PR #19, opened 2017-11-01
Update `Help with fees` step to match prototype

zheileman:
NOTE: the show/hide is not working yet.

### DIFF
--- a/config/locales/en.yml
+++ b/config/locales/en.yml
@@ -97,6 +97,8 @@ en:
           attributes:
             help_paying:
               inclusion: Select if you need help paying the court fee
+            hwf_reference_number:
+              blank: Please enter your reference number
 
   helpers:
     fieldset:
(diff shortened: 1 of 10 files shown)


config/locales/en.yml
```diff
@@ -111,7 +113,10 @@ en:
         number_of_children: Enter the number of children
       steps_help_with_fees_help_paying_form:
         help_paying:
-          <<: *YESNO
+          yes_with_ref_number: Yes, I have a Help with Fees reference number
+          yes_without_ref_number: Yes, I don’t have a Help with Fees reference number
```
digitalronin: Please change this to; `Yes, but I don’t have a Help with Fees reference number`
I think that's a lot clearer, in context. I have run this past Dave H.

zheileman: Ok, I was not aware of that. I will change it.

PR #24, opened 2017-11-06
Add Respondent task and steps with CRUD

zheileman:
This mimics the Applicant CRUD and allows to add 1 or more Respondant.
Right now there is no limitation on how many you can add but apparently
there will be a limit of 2 (to be clarified).

Also, there is (on purpose) duplication as we have now 2 very similar
form objects and views, so next step will be to DRY all this, including
i18n and specs (potential to extract shared examples).

### DIFF
--- a/config/locales/en.yml
+++ b/config/locales/en.yml
@@ -131,9 +131,9 @@ en:
   helpers:
     fieldset:
       steps_applicant_personal_details_form:
-        has_previous_name: Do you have a previous name?
+        has_previous_name: Previous name?
       steps_respondent_personal_details_form:
-        has_previous_name: Do you have a previous name?
+        has_previous_name: Previous name?
         dob_unknown_html: ""
         postcode_unknown_html: ""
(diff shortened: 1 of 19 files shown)


config/locales/en.yml
```diff
@@ -103,10 +112,32 @@ en:
...
+            home_phone:
+              blank: Please enter the home phone
+            email:
+              invalid: Please enter a valid email
   helpers:
     fieldset:
       steps_applicant_personal_details_form:
         has_previous_name: Do you have a previous name?
+      steps_respondent_personal_details_form:
+        has_previous_name: Do you have a previous name?
```
digitalronin: The applicant is the one filling in the form, so the respondent is a different person. I think this needs to be "Do they have a previous name?"

zheileman: Yep, good catch. Actually I've checked the prototype and in both, applicant and respondent, it just says "Previous name?" so I will change it to match the prototype.

PR #30, opened 2017-11-08
Add new children additional details step

zheileman:
This form view has quite a lot of show/hide elements controlled by radio options. As we don't have a functional show/hide mechanism at the moment, all fields will be visible at once in the view, but the validations behind are implemented based on the prototype rules.

Talking about validations, for these kind of form objects are quite verbose and repetitive. Might be a potential area to try to refactor or come with a more cleaner way of doing it in the future.

### DIFF
--- a/config/locales/en.yml
+++ b/config/locales/en.yml
@@ -86,6 +86,10 @@ en:
           page_title: Child personal details
           heading: Child details
           btn_add_another: Add another child
+      additional_details:
+        edit:
+          page_title: Further information about the child(ren)
+          heading: Further information about the child(ren)
 
   home:
     index:
@@ -161,6 +165,8 @@ en:
         steps/children/personal_details_form:
           attributes:
             <<: *PERSONAL_DETAILS_ERRORS
+        steps/children/additional_details_form:
+          attributes:
 
   helpers:
     fieldset:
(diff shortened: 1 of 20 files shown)


config/locales/en.yml
```diff
@@ -196,6 +207,22 @@ en:
...
+          <<: *YESNO
+        children_protection_plan:
+          <<: *YESNO
+        children_same_parents:
+          <<: *YESNO
+        children_residence:
+          applicant: Applicant(s)
+          respondent: Respondent(s)
+          other: Other
+        children_known_to_authorities_details: Please state which child and the name of the Local Authority and Social worker (if known)
```
digitalronin: Should this be `which child/children` ?

config/locales/en.yml
```diff
@@ -196,6 +207,22 @@ en:
...
+        children_same_parents_yes_details: What are the names of the parents?
+        children_same_parents_no_details: Please give details of each parent and their children involved in this application
+        children_parental_responsibility_details: Please state everyone who has parental responsibility for each child and how they have parental responsibility
+        children_residence_details: Please give the full address of the child, the names of any adults living with the children and their relationship to or involvement with the child
```
digitalronin: Same here - child/children ... relationship(s) ... the child/children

REQUIRED WORK
Every record above should be copied exactly.

EXERCISE RESPONSE
PR #19, opened 2017-11-01
Update `Help with fees` step to match prototype

zheileman:
NOTE: the show/hide is not working yet.

### DIFF
--- a/config/locales/en.yml
+++ b/config/locales/en.yml
@@ -97,6 +97,8 @@ en:
           attributes:
             help_paying:
               inclusion: Select if you need help paying the court fee
+            hwf_reference_number:
+              blank: Please enter your reference number
 
   helpers:
     fieldset:
(diff shortened: 1 of 10 files shown)


config/locales/en.yml
```diff
@@ -111,7 +113,10 @@ en:
         number_of_children: Enter the number of children
       steps_help_with_fees_help_paying_form:
         help_paying:
-          <<: *YESNO
+          yes_with_ref_number: Yes, I have a Help with Fees reference number
+          yes_without_ref_number: Yes, I don’t have a Help with Fees reference number
```
digitalronin: Please change this to; `Yes, but I don’t have a Help with Fees reference number`
I think that's a lot clearer, in context. I have run this past Dave H.

zheileman: Ok, I was not aware of that. I will change it.

PR #24, opened 2017-11-06
Add Respondent task and steps with CRUD

zheileman:
This mimics the Applicant CRUD and allows to add 1 or more Respondant.
Right now there is no limitation on how many you can add but apparently
there will be a limit of 2 (to be clarified).

Also, there is (on purpose) duplication as we have now 2 very similar
form objects and views, so next step will be to DRY all this, including
i18n and specs (potential to extract shared examples).

### DIFF
--- a/config/locales/en.yml
+++ b/config/locales/en.yml
@@ -131,9 +131,9 @@ en:
   helpers:
     fieldset:
       steps_applicant_personal_details_form:
-        has_previous_name: Do you have a previous name?
+        has_previous_name: Previous name?
       steps_respondent_personal_details_form:
-        has_previous_name: Do you have a previous name?
+        has_previous_name: Previous name?
         dob_unknown_html: ""
         postcode_unknown_html: ""
(diff shortened: 1 of 19 files shown)


config/locales/en.yml
```diff
@@ -103,10 +112,32 @@ en:
...
+            home_phone:
+              blank: Please enter the home phone
+            email:
+              invalid: Please enter a valid email
   helpers:
     fieldset:
       steps_applicant_personal_details_form:
         has_previous_name: Do you have a previous name?
+      steps_respondent_personal_details_form:
+        has_previous_name: Do you have a previous name?
```
digitalronin: The applicant is the one filling in the form, so the respondent is a different person. I think this needs to be "Do they have a previous name?"

zheileman: Yep, good catch. Actually I've checked the prototype and in both, applicant and respondent, it just says "Previous name?" so I will change it to match the prototype.

PR #30, opened 2017-11-08
Add new children additional details step

zheileman:
This form view has quite a lot of show/hide elements controlled by radio options. As we don't have a functional show/hide mechanism at the moment, all fields will be visible at once in the view, but the validations behind are implemented based on the prototype rules.

Talking about validations, for these kind of form objects are quite verbose and repetitive. Might be a potential area to try to refactor or come with a more cleaner way of doing it in the future.

### DIFF
--- a/config/locales/en.yml
+++ b/config/locales/en.yml
@@ -86,6 +86,10 @@ en:
           page_title: Child personal details
           heading: Child details
           btn_add_another: Add another child
+      additional_details:
+        edit:
+          page_title: Further information about the child(ren)
+          heading: Further information about the child(ren)
 
   home:
     index:
@@ -161,6 +165,8 @@ en:
         steps/children/personal_details_form:
           attributes:
             <<: *PERSONAL_DETAILS_ERRORS
+        steps/children/additional_details_form:
+          attributes:
 
   helpers:
     fieldset:
(diff shortened: 1 of 20 files shown)


config/locales/en.yml
```diff
@@ -196,6 +207,22 @@ en:
...
+          <<: *YESNO
+        children_protection_plan:
+          <<: *YESNO
+        children_same_parents:
+          <<: *YESNO
+        children_residence:
+          applicant: Applicant(s)
+          respondent: Respondent(s)
+          other: Other
+        children_known_to_authorities_details: Please state which child and the name of the Local Authority and Social worker (if known)
```
digitalronin: Should this be `which child/children` ?

config/locales/en.yml
```diff
@@ -196,6 +207,22 @@ en:
...
+        children_same_parents_yes_details: What are the names of the parents?
+        children_same_parents_no_details: Please give details of each parent and their children involved in this application
+        children_parental_responsibility_details: Please state everyone who has parental responsibility for each child and how they have parental responsibility
+        children_residence_details: Please give the full address of the child, the names of any adults living with the children and their relationship to or involvement with the child
```
digitalronin: Same here - child/children ... relationship(s) ... the child/children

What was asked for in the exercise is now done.